Filter the entries for the string "characters". Copy each line that has it.

►

PR #1095, opened 2024-04-23
[jnigen] Add `getRange` method to `JArray<JPrimitive>` and change the dart equivalent type for `JArray<jchar>` to `int`

### LINKED ISSUE #990: How to convert JArray<jbyte> to Uint8List efficiently?
When convert Uint8List to JArray<jbyte>, we can use the `JArray<jbyte>.setRange` extension method.
But I don't know how to do the opposite way.
Currently I can do this by use a for-loop, but I think this will spend a lot when convert a large byte array.

### LINKED ISSUE #1097: Improve performance of `JArray`'s `operator []=`
*Unrelated to this PR*

AI for me: benchmark if allocating on heap every time just to do `[]=` is more expensive than creating an accessor function that uses the pointer to a variable on the stack to set the array region.

_Originally posted by @HosseinYousefi in https://github.com/dart-lang/native/pull/1095#discussion_r1576413351_

HosseinYousefi:
* Close #990
* Convert the return type of `operator []` of `JArray<jchar>` to `int`, to be more consistent with the `getRange` return type. Similarly `operator []=` gets an `int` now
* Remove some unused functions in `dartjni.c`
* Use `.asTypedList(len).setRange` in `setRange` to be more efficient (~5x faster on my machine)
* Close #1097 – Improve the performance of`JArray`'s `operator []=` (~70% faster on my machine)

### DIFF
--- a/pkgs/jni/lib/src/jarray.dart
+++ b/pkgs/jni/lib/src/jarray.dart
@@ -132,11 +132,11 @@ class JArray<E> extends JObject {
 
 extension NativeArray<E extends JPrimitive> on JArray<E> {
   void _allocate<T extends NativeType>(
-    int rangeLength,
+    int byteCount,
     void Function(Pointer<T> ptr) use,
   ) {
     using((arena) {
-      final ptr = arena.allocate<T>(rangeLength);
+      final ptr = arena.allocate<T>(byteCount);
       use(ptr);
     }, malloc);
   }
--- a/pkgs/jni/lib/src/jarray.dart
+++ b/pkgs/jni/lib/src/jarray.dart
@@ -218,7 +218,7 @@ extension ByteArray on JArray<jbyte> {
   }
 }
 
-/// `JArray<jchar>` is a 16-bit integer array.
+/// `JArray<jchar>` is a 16-bit unsigned integer array.
 ///
 /// Due to variable length encoding, the  number of code units is not equal to
 /// the number of characters.
--- a/pkgs/jni/lib/src/jarray.dart
+++ b/pkgs/jni/lib/src/jarray.dart
@@ -218,6 +218,10 @@ extension ByteArray on JArray<jbyte> {
   }
 }
 
+/// `JArray<jchar>` is a 16-bit integer array.
+///
+/// Due to variable length encoding, the  number of code units is not equal to
+/// the number of characters.
 extension CharArray on JArray<jchar> {
   int operator [](int index) {
     return _elementAt(index, JniCallType.charType).char;
--- a/pkgs/jni/lib/src/jarray.dart
+++ b/pkgs/jni/lib/src/jarray.dart
@@ -202,22 +202,22 @@ extension CharArray on JArray<jchar> {
     );
   }
 
-  void operator []=(int index, String value) {
+  void operator []=(int index, int value) {
     RangeError.checkValidIndex(index, this);
     _allocate<JCharMarker>(sizeOf<JCharMarker>(), (ptr) {
-      ptr.value = value.codeUnits.first;
+      ptr.value = value;
       Jni.env.SetCharArrayRegion(reference.pointer, index, 1, ptr);
     });
   }
 
-  void setRange(int start, int end, Iterable<String> iterable,
+  void setRange(int start, int end, Iterable<int> iterable,
       [int skipCount = 0]) {
     RangeError.checkValidRange(start, end, length);
     final size = end - start;
     final it = iterable.skip(skipCount).take(size);
     _allocate<JCharMarker>(sizeOf<JCharMarker>() * size, (ptr) {
       it.forEachIndexed((index, element) {
-        ptr[index] = element.codeUnits.first;
+        ptr[index] = element;
       });
       Jni.env.SetCharArrayRegion(reference.pointer, start, size, ptr);
     });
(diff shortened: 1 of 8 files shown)


pkgs/jni/lib/src/jarray.dart
```diff
@@ -181,45 +202,57 @@ extension ByteArray on JArray<jbyte> {
...
-      _elementAt(index, JniCallType.charType).char,
-    );
+  int operator [](int index) {
+    return _elementAt(index, JniCallType.charType).char;
   }
 
-  void operator []=(int index, String value) {
+  void operator []=(int index, int value) {
     RangeError.checkValidIndex(index, this);
     _allocate<JCharMarker>(sizeOf<JCharMarker>(), (ptr) {
```
HosseinYousefi, line 233: *Unrelated to this PR*

AI for me: benchmark if allocating on heap every time just to do `[]=` is more expensive than creating an accessor function that uses the pointer to a variable on the stack to set the array region.

pkgs/jni/lib/src/jarray.dart
```diff
@@ -237,16 +270,23 @@ extension ShortArray on JArray<jshort> {
...
-    _allocate<JShortMarker>(sizeOf<JShortMarker>() * size, (ptr) {
-      it.forEachIndexed((index, element) {
-        ptr[index] = element;
-      });
-      Jni.env.SetShortArrayRegion(reference.pointer, start, size, ptr);
+    final rangeLength = end - start;
+    _allocate<JShortMarker>(sizeOf<JShortMarker>() * rangeLength, (ptr) {
+      ptr
+          .asTypedList(rangeLength)
+          .setRange(0, rangeLength, iterable, skipCount);
```
HosseinYousefi, line 288: This makes it ~2x faster!

pkgs/jni/lib/src/jarray.dart
HosseinYousefi: Done

pkgs/jni/test/jarray_test.dart
```diff
@@ -48,24 +60,44 @@ void run({required TestRunnerCallback testRunner}) {
...
-      array[1] = '2';
-      array[2] = '3';
-      expect(array[0], 'ح');
-      expect(array[1], '2');
-      expect(array[2], '3');
-      array.setRange(0, 3, ['4', '5', '6', '7'], 1);
-      expect(array[0], '5');
-      expect(array[1], '6');
-      expect(array[2], '7');
+      array[0] = 'ح'.codeUnitAt(0);
```
dcharkes, line 63: This happens to work because `  print('ح'.codeUnits);` shows it's a single code unit.
Please write the test in a way that deals with having multiple code units per character.
Try `print('🧑🏿‍🤝‍🧑🏿'.codeUnits);`

pkgs/jni/lib/src/jarray.dart
```diff
@@ -175,51 +194,57 @@ extension ByteArray on JArray<jbyte> {
...
+      Jni.env.SetByteArrayRegion(reference.pointer, start, rangeLength, ptr);
     });
   }
 }
 
 extension CharArray on JArray<jchar> {
-  String operator [](int index) {
-    return String.fromCharCode(
```
dcharkes, line 200: This was broken, it didn't take into account characters consisting of more than one code unit.

pkgs/jni/lib/src/jarray.dart
```diff
@@ -175,51 +194,57 @@ extension ByteArray on JArray<jbyte> {
...
-    );
+  int operator [](int index) {
+    return _elementAt(index, JniCallType.charType).char;
   }
 
-  void operator []=(int index, String value) {
+  void operator []=(int index, int value) {
     RangeError.checkValidIndex(index, this);
-    _allocate<JCharMarker>(sizeOf<JCharMarker>(), (ptr) {
-      ptr.value = value.codeUnits.first;
```
dcharkes, line 208: This was broken. It didn't take into account characters with more than one code unit.

pkgs/jni/test/jarray_test.dart
```diff
@@ -48,24 +60,44 @@ void run({required TestRunnerCallback testRunner}) {
...
+      array[1] = '2'.codeUnitAt(0);
+      array[2] = '3'.codeUnitAt(0);
```
dcharkes, line 65: Please add a test writes the UTF16 code units from Dart, then converts the char array to a string in Java and then read the String again in Dart as a JString to see that the conversions work as expected. And ensure there are some characters in there that are more than one code unit. 😄

dcharkes (approved):
LGTM!

Looks like our handling of characters in char arrays was broken when there is more than one code unit per character. Please beef up our documentation and testing with regards to the UTF-16 encoding of characters into code units.

pkgs/jni/test/jarray_test.dart
HosseinYousefi: I don't particularly care about the number of `codeUnits` here, it simply was easier to change this test by adding `codeUnitAt(0)` everywhere, to convert from the **incorrect** character array we had before, to an Int16 array.

I can change the test to just use numbers, this way we don't have to think about Dart's `codeUnits` at all.

dcharkes: Yeah, using ints would be better.

I still think it's worth updating doc comments on char arrays to point out one would store code units in there so that users don't expect the index operator to be a character in a string. (Changing it to int already makes it much better than a single char string!)

HosseinYousefi:
The reason the workflow is failing is https://github.com/microsoft/linux-package-repositories/issues/130, merging this anyways.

◄

WRITTEN ANSWER
 /// the number of characters.
+/// the number of characters.
dcharkes, line 200: This was broken, it didn't take into account characters consisting of more than one code unit.
dcharkes, line 208: This was broken. It didn't take into account characters with more than one code unit.
dcharkes, line 65: Please add a test writes the UTF16 code units from Dart, then converts the char array to a string in Java and then read the String again in Dart as a JString to see that the conversions work as expected. And ensure there are some characters in there that are more than one code unit. 😄
Looks like our handling of characters in char arrays was broken when there is more than one code unit per character. Please beef up our documentation and testing with regards to the UTF-16 encoding of characters into code units.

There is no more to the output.